Yukarı Çık




10   Önceki Bölüm  Sonraki Bölüm   12 

           
Ella iş gezisinde olduğu için Megan onunla telefonda konuşabilmişti. Onun da her şeyden haberinin olduğunu öğrense de içinde ona karşı en ufak kızgınlık veya kırgınlık yoktu. Döndüğü zaman konuşacaklardı. Şu an en iyisi bu olayı bir kenara bırakmaktı.
                                                               
                                                              Bir hafta Sonra...
  Ders başlamadan herkes sınıfına döndü. Bayan Pooters gelince sohbet etmeye başladılar. Bayan Pooters iyi bir öğretmendi. Okulda yapılan zorbalıklara değindi ve bununla ilgili kısa bir hikaye anlattı. Bir gencin başına gelmiş bir olaydı bu. Öğrenciler onu okulda herkesin içinde rencide edip utandıracak bir sürü şey yapmışlardı. Onun kıyafetlerini de soymak dahildi. Sonunda genç intihar etmişti. Sınıfta aniden sessizlik oldu.
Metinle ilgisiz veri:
Issue #1332, opened 2019-08-27
Crash on the latest master on gutenberg repo


pinarol:
Following crash occurs when we update gutenberg hash to point to master.

<img width="344" alt="Screen Shot 2019-08-23 at 12 02 32" src="https://user-images.githubusercontent.com/5032900/63786950-ab6e7480-c8fb-11e9-9f61-673b53cd8074.png">

It looks like [this PR](https://github.com/WordPress/gutenberg/pull/16932) caused this regression.

etoledom:
We have this PR with a partial fix: https://github.com/WordPress/gutenberg/pull/17228

It solves the error referenced on this ticket, but it exposes an underlying problem given the nature of the changes from https://github.com/WordPress/gutenberg/pull/16932

WIP.

PR #1366, opened 2019-09-13
Fix store crash with gutenberg master

Tug:
Fixes https://github.com/wordpress-mobile/gutenberg-mobile/issues/1332

This PR brings us back to targeting gutenberg `master`

Gutenberg PR: https://github.com/WordPress/gutenberg/pull/17228

To test: 
- Check that tests are all green
- Try to boot the demo app and perform regular actions
- Try to save and reload a post in particular

Update release notes:


mchowning:
This is looking good! Did a quick smoke test to see how this was progressing and everything seems to be working.

This branch does show some problems that have been fixed on `rnmobile/master` since this branch doesn't include those fixes (i.e., separator block crash, ios crash when viewing html). This obviously isn't a problem since `rnmobile/master` has these fixes, but I wanted to note this in case anyone else ran across them while testing.

src/index.test.js
```diff
@@ -22,17 +22,20 @@ describe( 'RootComponent', () => {
 
 	it( 'renders without crashing', () => {
 		const app = renderer.create( <RootComponent /> );
+		renderer.act( () => {
+			jest.runAllTicks();
```
etoledom: Interesting!
Can we add a comment saying why/when is this needed? 🤔

Tug: Added one [here](https://github.com/WordPress/gutenberg/pull/17228/files#diff-198fbd355f0b071c0a3bbb8a014e2ec9R36) for the same reason. It seems that when `EDIT_ENTITY_RECORD` is dispatched using [this generator function](https://github.com/WordPress/gutenberg/blob/master/packages/core-data/src/actions.js#L169) it's done so asynchronously, meaning the promise does not resolve immediately even during tests. This is related to the changes made on core data entities so I figured it was safe to update our tests for now. I'll try to find a good explanation for this and add something 👍

Issue #1161, opened 2019-06-19
Links: “Open in a new tab” setting doesn’t look like it saves.


thehenrybyrd:
**Expected:**
When I set the “Open in a new tab” setting for a link, I expect it to remain toggled on.

**Actual:**
It does not remain toggled on in all circumstances, even though the target=“_blank” remains in tact.

This happens in Paragraph

**To Reproduce:**
1. Create a new post
2. Add a paragraph block, type some text.
3. Add a link and set it to “Open in a new tab”.
4. Open link settings again and see that “Open in a new tab” is toggled off (don’t touch the toggle, just note). 
5. Tap into another block.
6. Tap back into the block with the link, and carefully place your cursor mid-word within the link.
7. Open link settings again and see that “Open in a new tab” is toggled on.
8. Tap to close link settings. Note that the word is highlighted, but the “link” icon is not.
9. If you tap link settings again, you’ll see that once again “Open in a new tab” is toggled off.

This makes it very difficult to know for sure whether I have in fact set the link to “Open in a new tab”. 

**Video:**

![linksettings](https://user-images.githubusercontent.com/15107387/59776236-1cb9f780-92bb-11e9-926b-121c49ac24d7.gif)

**However, the target=“_blank” remains in tact despite it not appearing consistently.**
This has to be tested in a web browser, since currently preview posts in iOS opens them in the in-app browser. When we tap the link, the device browser opens, so there’s not a simple way to tell whether it was set to open in a new tab or not without browser tools.
In a browser, we can easily Inspect Element, or simply test the link when previewing.

**To Reproduce:**
1. Open WordPress.com in a web browser and navigate to Blog Posts.
2. Open the Post you’ve been working on (doesn’t matter if it’s Draft or Published).
3. Check the link. Is “Open in a new tab” toggled on? Check again. How about now?
4. Preview or View the post. 
5. Check the link, either with Inspect Element or by simply tapping it, and note it opens in a new tab.

<img width="594" alt="Screen Shot 2019-06-19 at 5 12 39 PM" src="https://user-images.githubusercontent.com/15107387/59776285-39562f80-92bb-11e9-9d76-e52bcab8187f.png">

<img width="876" alt="Screen Shot 2019-06-19 at 5 54 46 PM" src="https://user-images.githubusercontent.com/15107387/59776374-5e4aa280-92bb-11e9-92ec-5bf533e77882.png">

[...]

PR #1374, opened 2019-09-20
Only report selection changes if text view is still first responder.

### LINKED ISSUE #1368: [iOS] Can't add link to selected text
### Expected behavior

I expect that if I select existing text in the block editor, I can add a link to that text.

### Actual behavior

If I select text in the block editor and try to add a link to it, the link is added after the text I had selected. (Tested in WPiOS and WPAndroid, and I only observe the issue in WPiOS.)

1. Add a paragraph block.
2. Enter text in the block.
3. Select some of the entered text.
4. Tap the link button.
5. Note that there is no Link Text prefilled. Enter a URL (and optionally, link text).
6. Close the editor and observe that the URL or linked text is added after the text you selected in step 3.

Tested on WPiOS 13.2.1.2 TestFlight beta on iPhone XS, iOS 13.1 public beta.

SergioEstevao:
Fixes #1368 

This PR makes sure that no selection changes are propagated after the aztec text view is no longer the first responder. 
This way when the Link Modal interface is called and the URL input is activated (becomes the first responder) the selection change on the original Aztec content is not propagated to the link UI.

To test:
 - Open the demo app
 - Add or edit a text block, for example paragraph
 - Write some text
 - Select some of the text
 - Tap on the link button on the toolbar
 - Make sure the link text is pre-filled with the selected text

Update release notes:

### DIFF
--- a/react-native-aztec/ios/RNTAztecView/RCTAztecView.swift
+++ b/react-native-aztec/ios/RNTAztecView/RCTAztecView.swift
@@ -571,6 +571,9 @@ class RCTAztecView: Aztec.TextView {
 extension RCTAztecView: UITextViewDelegate {
 
     func textViewDidChangeSelection(_ textView: UITextView) {
+        guard isFirstResponder else {
+            return
+        }
         guard isInsertingDictationResult == false else {
             return
         }
--- a/react-native-aztec/ios/RNTAztecView/RCTAztecView.swift
+++ b/react-native-aztec/ios/RNTAztecView/RCTAztecView.swift
@@ -570,11 +570,8 @@ class RCTAztecView: Aztec.TextView {
 // MARK: UITextView Delegate Methods
 extension RCTAztecView: UITextViewDelegate {
 
-    func textViewDidChangeSelection(_ textView: UITextView) {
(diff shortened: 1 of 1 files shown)


react-native-aztec/ios/RNTAztecView/RCTAztecView.swift
```diff
@@ -571,6 +571,9 @@ class RCTAztecView: Aztec.TextView {
 extension RCTAztecView: UITextViewDelegate {
 
     func textViewDidChangeSelection(_ textView: UITextView) {
+        guard isFirstResponder else {
```
etoledom: Maybe we could add this statement to the previously existing `guard`?
Not sure if we get an advantage by having them separated.

rachelmcr:
@etoledom That weirdness you mentioned looks like the issue reported in https://github.com/wordpress-mobile/gutenberg-mobile/issues/1161.

etoledom:
> @etoledom That weirdness you mentioned looks like the issue reported in #1161.

@rachelmcr you are right! Looks like it's the same issue. Since it's already a separated ticket, let's 🚢 this one ✅

PR #1178, opened 2017-02-15
apache bval project

lor6:


apache-bval/src/test/java/com/baeldung/validation/ValidationTest.java
```diff
@@ -0,0 +1,101 @@
...
+
+    @Test
+    public void givenInvalidPassword_whenValidatePassword_thenConstraintViolation() {
+        User user = new User("ana@yahoo.com", "password", "Ana", 20);
+        Set<ConstraintViolation<User>> violations = validator.validateProperty(user, "password");
+        assertEquals("message incorrect", "Invalid password", violations.iterator()
+            .next()
+            .getMessage());
+
+        user.setPassword("password#");
```
KevinGilmore: I think these three lines (82-84) were left over from the original, so they can be removed.

PR #1186, opened 2017-02-17
BAEL-9

Thoughtscript:


spring-boot-servlet/src/main/java/META-INF/MANIFEST.MF
```diff
@@ -0,0 +1,3 @@
+Manifest-Version: 1.0
+Main-Class: com.jspbaeldung.ApplicationMain
```
KevinGilmore: not the correct class?

spring-boot-servlet/src/main/java/com/baeldung/props/Constants.java
```diff
@@ -0,0 +1,20 @@
+package com.baeldung.props;
+
+import org.springframework.beans.factory.annotation.Autowired;
+
+import java.util.Properties;
+
+public final class Constants {
```
KevinGilmore: Is this class still being used? I didn't see any references to it or any of the public properties.

spring-boot-servlet/src/main/java/com/baeldung/props/PropertyLoader.java
```diff
@@ -0,0 +1,27 @@
+package com.baeldung.props;
+
+import org.slf4j.Logger;
+import org.slf4j.LoggerFactory;
+
+import java.io.IOException;
+import java.io.InputStream;
+import java.util.Properties;
+
+public class PropertyLoader {
```
KevinGilmore: Is this class still used, other than by the Constants class?
If you decide that you no longer need the Constants class, then do you still need this one?

spring-boot-servlet/src/main/java/com/baeldung/props/PropertyLoader.java
```diff
@@ -0,0 +1,27 @@
...
+        Properties prop = new Properties();
+        InputStream input = null;
+        try {
+          input = getClass().getResourceAsStream(file);
+          prop.load(input);
+        } catch (IOException ex) {
+          if (input != null) {
+            input.close();
+          }
+        } finally {
```
KevinGilmore: In Eclipse, I see a compiler warning (finally block does not complete normally).
May be a moot point if you no longer need this class.

spring-boot-servlet/pom.xml
```diff
@@ -0,0 +1,55 @@
+<project xmlns="http://maven.apache.org/POM/4.0.0" xmlns:xsi="http://www.w3.org/2001/XMLSchema-instance"
+         xsi:schemaLocation="http://maven.apache.org/POM/4.0.0 http://maven.apache.org/xsd/maven-4.0.0.xsd">
+    <modelVersion>4.0.0</modelVersion>
+    <groupId>com.baeldung</groupId>
+    <artifactId>ServletReg</artifactId>
```
Thoughtscript: Should have caught that - thanks.

spring-boot-servlet/src/main/java/com/baeldung/props/Constants.java
Thoughtscript: This exists simply to illustrate how to set this up - otherwise no.

PR #1191, opened 2017-02-17
dcassiani@gmail.com

dcassiani:
Simple code with Constructor and Setter-based injections.

It has some Logback configuration as well, but otherwise, it is pretty clean.


dcassiani:
Switching for Annotations

PR #1196, opened 2017-02-19
Moved code to apache-solrj from spring-data-solr, updated code to 6.4.0 solrj, fixed dependencies in both modules

nbosecker:


apache-solrj/pom.xml
```diff
@@ -0,0 +1,38 @@
...
+            <version>${junit.version}</version>
+            <scope>test</scope>
+    </dependency>
+  </dependencies>
+  
+  <build>
+    <sourceDirectory>src</sourceDirectory>
+    <plugins>
+      <plugin>
+        <artifactId>maven-compiler-plugin</artifactId>
```
KevinGilmore: missing the groupId tag for the maven-compiler-plugin: its value should be org.apache.maven.plugins (see one of the other projects for example)

apache-solrj/pom.xml
```diff
@@ -0,0 +1,38 @@
...
+        <version>3.1</version>
+        <configuration>
+          <source/>
```
KevinGilmore: source and target should be set to 1.8

nbosecker:
Fixed the pom.xml, was able to mvn build locally. Let me know if still broken.

PR #1222, opened 2017-02-23
merging modules spring-mvc-forms into spring-mvc-simple [BAEL-596]

joshiparthin:


joshiparthin:
@pivovarit  sounds great.

PR #1225, opened 2017-02-23
models, repos, test

lor6:


spring-data-rest/src/main/test/com/baeldung/relationships/SpringDataRelationshipsTest.java
```diff
@@ -0,0 +1,103 @@
+package com.baeldung.relationships;
```
KevinGilmore: This should be in src/test/java rather than src/main/test -- otherwise the Maven build won't run it

spring-data-rest/src/test/java/org/baeldung/relationships/SpringDataRelationshipsTest.java
```diff
@@ -0,0 +1,103 @@
+package com.baeldung.relationships;
```
KevinGilmore: based on the package name, the file should be in **com**/baeldung/relationships instead of **org**/baeldung/relationships

PR #1251, opened 2017-02-26
Added more indexing/delete/query examples to code

nbosecker:
Also updated the document in WP


apache-solrj/src/test/java/com/baeldung/solrjava/SolrJavaIntegrationTest.java
```diff
@@ -36,15 +36,65 @@ public void whenAdd_thenVerifyAdded() throws SolrServerException, IOException {
         assertEquals(docList.getNumFound(), 1);
```
KevinGilmore: swap order of arguments in all assertEquals() calls

nbosecker: Done! good catch

PR #1337, opened 2017-03-08
#BAEL-505

aietcn:
Quick Example of Concurrent Test Execution in Spring 5


spring-5/pom.xml
```diff
@@ -9,7 +9,7 @@
     <packaging>jar</packaging>
 
     <name>spring-5</name>
```
pivovarit: We need to also add that module to the main pom.xml

aietcn:
main pom change appended @pivovarit

PR #1357, opened 2017-03-10
Refactor LDAPClient

pivovarit:


spring-ldap/src/main/java/com/baeldung/ldap/client/LdapClient.java
```diff
@@ -34,16 +27,20 @@ public void authenticate(final String username, final String password) {
...
-        List<String> users = ldapTemplate.search("ou=users", "cn=" + username, new AttributesMapper<String>() {
-            public String mapFromAttributes(Attributes attrs) throws NamingException {
-                return (String) attrs.get("cn").get();
-            }
-        });
-        return users;
+        return ldapTemplate.search(
+          "ou=users",
+          "cn=" + username,
+          (AttributesMapper<String>) attrs -> (String) attrs
```
pivovarit: This lambda instead of the anonymous inner class is the most important part

PR #1364, opened 2017-03-11
Finite automata example

amihaiemil:
Example code for [this](http://jira.baeldung.com/browse/BAEL-652) article


amihaiemil:
@pivovarit Here is the PR for the article :D

PR #642, opened 2020-12-04
Add additional checks on structured properties to not leak the additional properties to handlers during validation

srujithpoondla03:
*Description of changes:*
Currently, in the provider definition schema we do not restrict the structured property to specify the additionalProperties as false. Structured properties should define the additionalProperties as false otherwise properties with different case or pattern could not be caught during validation.

Tested by running the `cfn validate`
```
⋊> ~/c/NrqlAlertCondition on master ⨯ cfn validate                                                                                                                                                       
[Warning] Resource spec validation would fail from next major version. Provider should mark additionalProperties as false if the property is defined as a structured property. Please fix the warnings: 'additionalProperties' is a required property

Failed validating 'required' in schema['properties']['definitions']['patternProperties']['^[A-Za-z0-9]{1,64}$']['allOf'][0]['dependencies']['properties']:
    {'$comment': 'An object cannot have both defined and undefined '
                 'properties; therefore, patternProperties is not allowed '
                 'when properties is specified.',
     'not': {'required': ['patternProperties']},
     'required': ['additionalProperties']}

On instance['definitions']['Term']:
```

### DIFF
--- a/src/rpdk/core/data_loaders.py
+++ b/src/rpdk/core/data_loaders.py
@@ -80,7 +80,10 @@ def make_resource_validator_with_additional_properties_check():
     properties_check = {
         "properties": {
             "$comment": "An object cannot have both defined and undefined \
-properties; therefore, patternProperties is not allowed when properties is specified.",
+properties; therefore, patternProperties is not allowed when properties is specified.\
+ Provider should mark additionalProperties as false if the \
+property is of object type and has properties defined \
+in it.",
             "not": {"required": ["patternProperties"]},
             "required": ["additionalProperties"],
         }
@@ -88,7 +91,9 @@ properties; therefore, patternProperties is not allowed when properties is speci
     pattern_properties_check = {
         "patternProperties": {
             "$comment": "An object cannot have both defined and undefined \
-properties; therefore, properties is not allowed when patternProperties is specified.",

"Yaptıklarınızın sonucu her zaman olur. Ona zorbalık yapanların eğlencesi o gencin kabusuydu. Yapılanları kaldıramadı ve intihar etti."
"Zayıf bir karakteri varmış demek ki," dedi Nora.
"Sana yapılsa sen dayanabilecek misin acaba? Oradan bakınca kolay görünüyor. Başına gelmeden anlayamazsın." dedi Megan sinirle.
"O zaman sende kendini öldürsene," dedi Nora.
Jae Myung, “Nora!” diye bağırdı.
“Ne var? Ne bağırıyorsun?”
“Seni uyarmıştık,” dedi Chris.
Nora ağzını açmadan önüne döndü.
"Sessiz olun." dedi Bayan Pooters ciddiyetle. "Bir yere kadar dayanabilir insan. Her insanın dayanma derecesi farklıdır. İnsanın psikolojini etkileyecek şeyler bunlar."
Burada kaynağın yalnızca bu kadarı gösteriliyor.